Godwin Onoro

By Godwin Onoro, Pension Expert

In the last two publications, a clear path for this awesome journey – the stakeholders and the numerous benefits of the scheme to the stakeholders were enumerated. Being a journey, the final destination is when an employee retires and starts enjoying his/her pension.

If the retiree dies, the balance in the Retirement Savings Account (RSA) is paid to RSA holder’s beneficiaries on the basis of a Will admitted to probate or Letter of Administration (LOA). The contributors, who are the focal point of the scheme, have high expectations of the scheme and look forward to receiving their pensions either through Annuity or Programmed Withdrawal at retirement.

Being a contributory pension scheme, what accrues to RSA Holders at retirement is the accumulated monthly contributions up to the point of retirement and investment returns. The question is what would be the value of the monies that have been accumulated throughout the working lives of the employees at the time of retirement? Yes, you can see the quantum of the Naira, but what is it’s worth in the hands of the retirees?

READ ALSO: Do Nigerians really have money in Pension?

Remember, one of the objectives of the scheme is that it assists Nigerians to save in order to enjoy a decent living in old age. In effect, the scheme is designed to create future value for Nigerians and assure them quality standard of living after their working lives. Everything being equal, the quality of life one would enjoy at retirement depends on the quality/value of his/her savings at retirement.

Where the value of these savings is being diminished, the quality of life at retirement is also diminished. There are some thorns in the way of this journey. These thorns are not capable of thwarting this awesome journey but constitute tremendous nuisances in the way. These thorns do not affect retirees’ worth alone but every other savings.

For other savings, the decision to exit one saving plan for another is in the hands of the individuals unlike savings in RSA. Can these thorns be stopped from stealing from us or can their activities be curtailed? Let us refresh ourselves of these thorns in the way of this journey.

Inflation is one of these thorns on our retirement savings. It decreases the worth of our savings and so impact our ability to have quality standard of living at retirement. Put simply, the value of goods and services your savings can buy today will be more than what the same amount of savings can buy in the future. Whilst you think you have so much, what you have can only buy so little.

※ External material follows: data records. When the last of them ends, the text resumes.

PR #2576, opened 2025-03-26
chore: use cached a1_context everywhere

AyushAgrawal-A2:
## Description
replaces the `a1_context()` fn, which create new context object, to cached a1_context


davidfig:
Deployed failed.

ddimaria:
@AyushAgrawal-A2 97 files changed here.  Can you point out the ones where more than a parameter rename is happening?

AyushAgrawal-A2:
> @AyushAgrawal-A2 97 files changed here. Can you point out the ones where more than a parameter rename is happening?

Changes in this PR include - 
 - in many places the gird's or sheet's `a1_context` function was being used, which creates a new a1_context from scratch, this pr replaces all those calls to using GridController's cached a1_context

 - functions on the sheet needs cached `a1_context` to be passed as a function argument

 - related test update due to additional arg in function definition

- rename `context` name to `a1_context` for consistency, (this is in a separate commit, 2nd commit)

quadratic-core/src/controller/execution/execute_operation/execute_col_rows.rs
```diff
@@ -202,11 +217,16 @@ impl GridController {
             copy_formats,
         } = op
         {
-            if let Some(sheet) = self.try_sheet_mut(sheet_id) {
-                sheet.insert_row(transaction, row, copy_formats, true);
+            if let Some(sheet) = self
+                .grid
+                .sheets
+                .iter_mut()
+                .find(|sheet| sheet.id == sheet_id)
```
HactarCE, line 224: Why not `self.try_sheet_mut(sheet_id)` or `self.grid.try_sheet_mut(sheet_id)`? then it's more concise here and we can optimize it later with a hashmap.

There's some other places in this PR where the same pattern shows up.

quadratic-core/src/controller/send_render.rs
```diff
@@ -223,11 +223,12 @@ impl GridController {
...
-            sheet.recalculate_bounds()
-        } else {
-            false
-        };
+        let recalculated = self
+            .grid
+            .sheets
+            .iter_mut()
+            .find(|sheet| sheet.id == sheet_id)
+            .is_some_and(|sheet| sheet.recalculate_bounds(&self.a1_context));
```
HactarCE, line 231: good use of `is_some_and()`

HactarCE (approved):
wow! unfortunate that we have to pass the context around _everywhere_ but I understand why.

just one comment about `sheets.iter().find()`; otherwise LGTM!

quadratic-core/src/controller/execution/execute_operation/execute_col_rows.rs
AyushAgrawal-A2: rust complains that cannot borrow a mutable and immutable ref at the same time,
I need to borrow 
 - `sheet` as mutable from `GridController -> Grid`
 - `a1_context` as immutable from `GridController`

AyushAgrawal-A2: replaced all with `self.grid.try_sheet_mut(sheet_id)`

PR #2578, opened 2025-03-26
Perf metrics

ddimaria:
- [x] Creates a test harness for benchmarking individual functions or lets criterion benchmark
- [x] Some performance enhancement to the speed of excel file imports (about 25% atm)


quadratic-core/src/controller/operations/import.rs
```diff
@@ -239,7 +239,7 @@ impl GridController {
     /// Imports an Excel file into the grid.
     pub fn import_excel_operations(
         &mut self,
-        file: Vec<u8>,
+        file: &[u8],
```
AyushAgrawal-A2, line 242: can we benchmark what is the time difference if we take a owned object vs a ref here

The impact of this on our future savings is better imagined. This analogy is unfair and not balanced! Don’t these savings earn some returns and compensate for the inflation? Yes, our retirement savings earn decent returns, but in an inflation ridden economy such as ours, the returns may not compensate for the rate of inflation. In order words, the rate of returns is less than the rate of inflation. Whilst inflation as at April 2021 was 18.12%, average annual inflation as at February 2021 was 14.1% and ten (10) average inflation is about 13.95%. Are these inflation rates not worrisome?

Devaluation is another thorn in this pleasurable journey. It is the deliberate downward adjustment of the value of a nation’s currency relative to another currency. Whilst devaluation is done to improve the competitiveness of a country’s exports relative to its imports, it has adverse impacts on savings. In simple terms, it reduces the value of our currency and eventually retirement savings.

Currency depreciation has the same impact on retirement savings as devaluation of a currency. It is the fall in value of a currency in terms of its exchange rate vis-à-vis other currencies. Currency depreciation is usually caused by weak economic fundamentals of a nation, political instability, high inflation rates etc. Just like currency devaluation, currency depreciation reduces the value of our currency which ultimately reduces the value of our savings. How do you mean? This is no fight sir.

We are all involved in this. Let us use the Naira to Dollar spot exchange rate to demonstrate their impact on our savings. Yes, the spot rate and not the parallel market rate. The average Naira/Dollar exchange rate in 2011 was N156.2 Naira to a dollar. Over a ten year period, the average exchange rate was N384.6 in 2020 and from January to mid May 2021, it was N400 to a dollar.

What are the implications of these figures? Can someone explain them to me! Yes sir. It is simple. Relative to the dollar, between 2011 and 2020, our savings relative to the dollar had lost about 146% of its value and this has far reaching implications on what these savings can now buy. To further bring this home, just imagine the retirement savings value of the Venezuelans, Zimbabweans and Lebanese. Ah, our case is different. May the good God help us! Amen.

The National Pension Commission through its well-thought-out investment guidelines had provided safeguards to address the returns and risks associated with the investment of pension assets. Largely outstanding is the mitigation of the impact of devaluation and currency depreciation on our retirement savings.

The architect of the PRA 2014 had anticipated the need for investment of some pension assets outside Nigeria (Section 87:1). This section of the Act has remained non-operational with the attendant negative long-term implications on retirement savings. What also impacts our overall retirement fortune is the fundamental of the economy that so much is hinged on.

It is our collective hope that the drivers of our economy would look inward, do what is right and put the economy on the right footing. By so doing, our retirement journey would remain pleasurable all the way.